Я принес в палатку недопитый стакан, сбросил одежду, погрузился в горячую воду и расслабился. Мвинди готовил пижаму, халат и противомоскитные сапоги.
— Что говорят старики? — спросил я. — Что лев будет делать сегодня ночью?
— Кейти говорит, лев либо возьмет приманку, либо нет. А что скажет бвана?
— То же, что и Кейти.
— Кейти говорит, ты мганга, делаешь учави на льва.
— Только самую малость, чтобы понять, когда он умрет.
— И когда он умрет?
— В следующие три дня. Точной даты не видно.
— Мзури. Может, завтра.
— Не думаю. Хотя не исключено.
— Кейти тоже не думает.
— А что он думает?
— В следующие три дня.
— Мзури. Полотенце, пожалуйста.
— У тебя под рукой. Хочешь, подам?
— Извини, — сказал я. И подумал, что в языке суахили нет слова «извини».
— Хапана извини. Просто говорю, где полотенце? Хочешь, вытру спину?
— Спасибо, не надо.
— Здоровье хорошо?
— Да, а что?
— Хапана что. Спросил, чтобы знать.
— Чувствую себя отлично.
Я выбрался из ванны и стал вытираться. Мне хотелось сказать, что я чувствую себя хорошо, расслабленно и немного сонливо, что разговаривать мне лень, что свежее мясо я люблю больше, чем спагетти, но для этого, увы, приходится убивать; что я беспокоюсь о трех своих сыновьях, а еще о Шамбе, и чуть-чуть о Джи-Си, и очень сильно о Мэри; что я никакой не колдун, а просто шарлатан, хотя и не больший, чем все остальные; что мистер Сингх, дай Бог, будет вести себя осторожнее, и наши рождественские планы осуществятся, и я раздобуду патронов с пулями весом 220 гран, и Сименон начнет писать медленнее и лучше. Не знаю, о чем беседовали Кейти и Отец, когда последний принимал ванну. Очевидно, Мвинди просто хотел поддержать дружеский разговор, против чего я обычно не возражал, но сегодня я чувствовал необъяснимую усталость, и от Мвинди это не ускользнуло.

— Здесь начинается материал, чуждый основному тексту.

Issue #322, opened 2021-03-02
Civiform admin can add show/hide logic in form builder


neel-a-mehta:
On each block, they'd be able to specify when the block should be shown to the applicant: always, or only if certain criteria are met.

If they specify that certain criteria should be met, we will open up an area where they can define the criteria. Criteria would be of one of these formats:

* If `answer X` is less than, equal to, not equal to, or greater than `value Y` (for numbers)
* If `answer X` contains, doesn't contain, equals, or does not equal `value Y` (for text)
* If `condition A` and/or `condition B`

For example:

* If `income` is less than `$50,000`
* If `city` is not `Seattle`
* If `age` is greater than `5` _and_ `number of family members` is equal to `3`

We'd probably need to have a series of dropdowns to let people build these expressions, and some way for people to create multiple rows or dropdowns to specify combinations like "and"s and "or"s. It's going to be quite messy, unfortunately.

## Examples / proofs of concept

We're going to have to build a Boolean Logic engine, basically. The good news is that there are several examples of good UI/UX for this, such as this one: https://ux.stackexchange.com/questions/1737/intuitive-interface-for-composing-boolean-logic

lianne-oy:
On track to be done on time (mid next week).

carolinedanzi:
### Test Cases

**Applicant View**
1. Applicant answers a block so that a later block is hidden
2. Applicant answers a block so that a later block is shown
3. Applicant answers a block so a predicate block is shown, then goes back and modifies their answer so the block is then hidden. The hidden, answered block should not show in the applicant summary nor be submitted with their application
4. Applicant answers a block so a predicate block is hidden, then goes back and modifies their answer so the block is now shown. They must answer this block in order to submit their application

**Admin View**
1. An admin can add a simple predicate for a block that depends on an earlier question
2. An admin can add a complex predicate using and/or
3. If an admin reorders blocks, they get a warning if a block with a predicate moves to an illegal state (i.e. the question it depends on no longer exists in an earlier block)
4. If an admin removes a question from a block that a later predicate depends on, they see a warning or cannot perform the question removal

natsid:
Remaining work for simple predicates:

- [ ] Disallow question removal from a program if the program has a block with a predicate that depends on that question (should look similar to the reordering block warning - error toast)
- [ ] Display the current predicate on the Block Edit view
  - [ ] Would be good to have a pretty-printing function that can be used on both that page and on the predicate page itself
[...]

PR #1327, opened 2021-06-09
Build out more of the Admin show/hide block predicate UI

natsid:
### Description
Build out more of the Admin show/hide block predicate UI.
* Make the list of question definition options a list of buttons that each open a modal with a form for creating a single predicate.

Other related changes in this PR:
* Update Modal to take custom trigger button content instead of just text. This is so that we can have richer button content with an icon and specific layout.
* Add a height attribute on input and select form fields so that they have uniform height with respect to each other.

Works that still remains:
* Notice there is no submit button yet... The form needs an endpoint to POST to that actually processes and saves the form data.
* The form should have different dropdown options depending on the question type and scalar type.
* Once the above are done, we can add a link to this page from the block edit page.

### Screenshot
Screen Shot 2021-06-09 at 4 27 40 PM

### Checklist

### Issue(s)
Works toward #322


universal-application-tool-0.0.1/app/views/components/Modal.java
```diff
@@ -60,7 +72,9 @@ public static ModalBuilder builder(String modalId, Tag content) {
 
     // Optional fields. See #setOptionalFields().
     private String modalTitle;
-    private String buttonText;
+    private String triggerButtonText;
+
+    private Tag triggerButtonContent = null;
```
bion, line 77: Suggestion (blocking):
```suggestion
    private Optional<Tag> triggerButtonContent = Optional.empty();
```

bion (approved):

carolinedanzi (approved):
This looks really nice!

universal-application-tool-0.0.1/app/views/components/Modal.java
natsid: good call

PR #1331, opened 2021-06-09
ProgramService methods that add blocks add them in the right place.

kendrickt:
### Description
Add a helper method for `ProgramServiceImpl#addBlockDefinition` and `ProgramServiceImpl#addRepeatedBlockDefinition` so they get added in the right place.

### Checklist

### Issue(s)
Progress towards #1228

### DIFF
--- a/universal-application-tool-0.0.1/app/services/program/ProgramServiceImpl.java
+++ b/universal-application-tool-0.0.1/app/services/program/ProgramServiceImpl.java
@@ -7,8 +7,11 @@ import com.google.common.collect.ImmutableList;
 import com.google.common.collect.ImmutableSet;
 import com.google.inject.Inject;
 import forms.BlockForm;
+import java.util.Arrays;
+import java.util.HashSet;
 import java.util.Locale;
 import java.util.Optional;
+import java.util.Set;
 import java.util.concurrent.CompletableFuture;
 import java.util.concurrent.CompletionException;
 import java.util.concurrent.CompletionStage;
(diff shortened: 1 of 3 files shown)


universal-application-tool-0.0.1/app/services/program/ProgramServiceImpl.java
```diff
@@ -240,16 +243,77 @@ private void validateProgramText(
...
+    }
+
+    // At this point, insertIndex is AFTER the last repeated or nested repeated block of the
+    // enumerator. This might be off the end of the list.
+    ImmutableList.Builder<BlockDefinition> newBlockDefinitionsBuilder = ImmutableList.builder();
+    orderedProgramDefinition.blockDefinitions().stream()
+        .limit(insertIndex)
+        .forEach(blockDefinition -> newBlockDefinitionsBuilder.add(blockDefinition));
+    newBlockDefinitionsBuilder.add(newBlockDefinition);
+    orderedProgramDefinition.blockDefinitions().stream()
```
natsid, line 308: question: Not sure why this is so hard for me to understand 😆  but why do we need this line with the `skip`? I feel like line 304 already takes care of adding the other block defs?

natsid (approved):

universal-application-tool-0.0.1/app/services/program/ProgramServiceImpl.java
kendrickt: `limit` adds the first N blocks. Then the new block is added. And then the remaining blocks are added with `skip`.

— Спроси меня кикамба, — сказал он.
Я поспрашивал его, как будет то и это на языке камба, и постарался запомнить новые слова, а потом поблагодарил его и пошел к костру, и сидел там в старой пижаме из Айдахо, в противомоскитных сапогах из Гонконга, в халате из Пендлтона, штат Орегон, со стаканом виски и содовой, причем виски было налито из бутылки, подаренной мне на Рождество мистером Сингхом, а содовая приготовлена из кипяченой воды, взятой в горном ручье на склоне Килиманджаро и газированной при помощи сифонного баллончика, сделанного в Найроби.

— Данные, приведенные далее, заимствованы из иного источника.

PR #1334, opened 2021-06-10
CSV export gets answer data through readonly applicant program service

hmhsu:
### Description
Use answer retrieved from readonly applicant program service in CSV export. This allows us to further process the raw value before exporting. Also added all question types to CSV export test

### Checklist

### Issue(s)
#664 
#1371


universal-application-tool-0.0.1/app/services/export/CsvExporter.java
```diff
@@ -50,24 +57,30 @@ private void writeHeadersOnFirstExport(CSVPrinter printer) throws IOException {
...
    */
-  public void export(Application application, Writer writer) throws IOException {
+  public void export(
+      Application application, ReadOnlyApplicantProgramService roApplicantService, Writer writer)
+      throws IOException {
     CSVPrinter printer = new CSVPrinter(writer, CSVFormat.DEFAULT.withFirstRecordAsHeader());
 
     this.writeHeadersOnFirstExport(printer);
 
+    ImmutableMap<String, AnswerData> answerMap = roApplicantService.getSummaryDataMap();
```
ndmckinley, line 67: Why can't this be done for the demographic export again?

ndmckinley (commented):
Looks good, but I don't follow why the deviation is needed.

universal-application-tool-0.0.1/app/services/export/CsvExporter.java
hmhsu: It probably can. The key, however, is highly dependent on the program (basically it's block id + question index in the block). So for each question I will have to find the programs they are in, and generate the correct key based on the application. I feel that's too much of a trouble than doing this, but maybe it's not that hard.

hmhsu: I can actually just make all answers in the application a map and select by Path.
hmm I guess it's doable. I will give it a try.

ndmckinley: If you can that would make me happy because it makes some of my job a lot easier, ha.  Thanks for giving it a shot!

hmhsu: Done.

universal-application-tool-0.0.1/app/services/export/CsvExporter.java
```diff
@@ -50,17 +54,22 @@ private void writeHeadersOnFirstExport(CSVPrinter printer) throws IOException {
...
+        roApplicantService.getSummaryData().stream()
+            .flatMap(data -> data.scalarAnswersInDefaultLocale().entrySet().stream())
+            .collect(ImmutableMap.toImmutableMap(Map.Entry::getKey, Map.Entry::getValue));
     for (Column column : getColumns()) {
       switch (column.columnType()) {
         case APPLICANT:
-          Optional<String> value =
-              application.getApplicantData().readAsString(column.jsonPath().orElseThrow());
-          printer.print(value.orElse(EMPTY_VALUE));
+          String value = getValueFromAnswerMap(column, answerMap);
```
ndmckinley, line 71: Can you do the same thing for APPLICANT_OPAQUE, below?

ndmckinley (approved):
heck yeah.  thank you!!

universal-application-tool-0.0.1/app/services/export/CsvExporter.java
hmhsu: Sure thing.

hmhsu:
Oh, ha. The readonly applicant service only knows about active programs/questions it looks like. I think we need it to support past programs and questions.

ndmckinley:
Hm, we shouldn't have to - you can just filter out any question that isn't active.

hmhsu:
The browser test is blocked on #1368

neel-a-mehta:
This fixes #1371 btw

Я пил и думал, что всегда останусь иностранцем в этой стране. Но виски сказало «нет», и спорить было глупо. Виски тоже может ошибаться, да еще как, однако в этот вечерний час оно говорило правду: я не был здесь иностранцем. Так или иначе, противомоскитные сапоги я повсюду таскал с собой, потому что они были сделаны из страусиной кожи, и я вспомнил, как нашел эту кожу в одной из сапожных мастерских Гонконга. Хотя нет, первым ее нашел не я, а другой человек, и я стал думать о нем и о тех временах, а заодно и о женщинах, которые были со мной в Африке, и как мне везло на женщин, искренне любивших Африку. Я, впрочем, знавал и других, скверных женщин, что приезжали сюда для галочки, а также чистокровных стерв и настоящих алкоголичек, которым Африка служила удобной декорацией для стервозности и пьянства.
Африка всех приняла и постаралась изменить. И те, кто не смог измениться, возненавидели ее.

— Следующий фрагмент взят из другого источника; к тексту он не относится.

PR #3294, opened 2022-08-29
Add ProfileUtils tester to unlock testing being an admin/program ACL.

shanemc-goog:
### Description

Created a ProfileUtils fake for testing.  Admin Application features are guarded behind ACLs that we currently don't have a pattern for creating the data or faking otherwise.  This utility just bypasses all checks so subsequent code can be tested.

## Release notes:

NA/ testing only

### Checklist

### Issue(s)

### DIFF
--- a/server/test/controllers/admin/AdminApplicationControllerTest.java
+++ b/server/test/controllers/admin/AdminApplicationControllerTest.java
@@ -77,10 +77,7 @@ public class AdminApplicationControllerTest extends ResetPostgres {
     controller = makeNoOpProfileController();
     Program program = ProgramBuilder.newActiveProgram().build();
     Applicant applicant = resourceCreator.insertApplicantWithAccount();
-    applicant.refresh();
-    Application application =
-        Application.create(applicant, program, LifecycleStage.ACTIVE).setSubmitTimeToNow();
-    application.refresh();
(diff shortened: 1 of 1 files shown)


server/test/controllers/admin/AdminApplicationControllerTest.java
```diff
@@ -126,4 +169,60 @@ public void updateNote_notAdmin() throws Exception {
...
+        instanceOf(ProfileUtilsNoOpTester.class),
+        instanceOf(MessagesApi.class),
+        instanceOf(DateConverter.class),
+        Providers.of(LocalDateTime.now(ZoneId.systemDefault())),
+        instanceOf(FeatureFlags.class));
+  }
+
+  // A test version of ProfileUtils that disable functionality that is hard
+  // to otherwise test around.
+  static class ProfileUtilsNoOpTester extends ProfileUtils {
```
clouser2, line 193: I believe we have need for this outside of the class as well. Mind adding it to some test support package?

clouser2 (approved):

server/test/controllers/admin/AdminApplicationControllerTest.java
shanemc-goog: per offline: Will extract it later after it's used more here.  Need to assess the broader usage too, I think only a File class uses ProfileUtils.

Я и Мэри были рады, что в лагерь вернулся Джи — Си. Он и сам радовался, потому что мы успели сродниться и скучали друг без друга. Он любил свою работу и верил в ее нужность чуть ли не до фанатизма. Еще он любил диких зверей и пытался их защитить. Больше он, пожалуй, ни во что не верил, если не считать довольно жесткой и сложной системы морально-этических ценностей.
Джи-Си был чуть младше моего старшего сына, и если бы двадцать лет назад я поехал, как и собирался, в Аддис-Абебу, чтобы пожить там год и написать книгу, то наверняка встретил бы его двенадцатилетним подростком, потому что его лучший друг был сыном моих знакомых, у которых я намеревался остановиться. Но поездка сорвалась, вместо меня в Аддис-Абебу отправились войска Муссолини, и человека, предлагавшего мне кров, перебросили на другой дипломатический пост, поэтому с Джи-Си я познакомился гораздо позже. К тому времени у него за плечами уже была, во-первых, длинная, тяжелая и крайне безотрадная война, а во-вторых, утраченный британский протекторат, в котором началась его блестящая карьера. На войне он был командиром ополчения — дрянной расклад, если у тебя есть совесть. Выиграешь сражение с малыми потерями, нанеся противнику значительный урон, — и командование обвинит тебя в неоправданной жестокости; ценой большой крови разобьешь превосходящие силы противника-и прослывешь мясником, которому не жаль своих людей.
Честному человеку на посту командира ополчения не светит ничего, кроме неприятностей; остаться в живых — и то большая удача, и еще не факт, что не позавидуешь погибшим.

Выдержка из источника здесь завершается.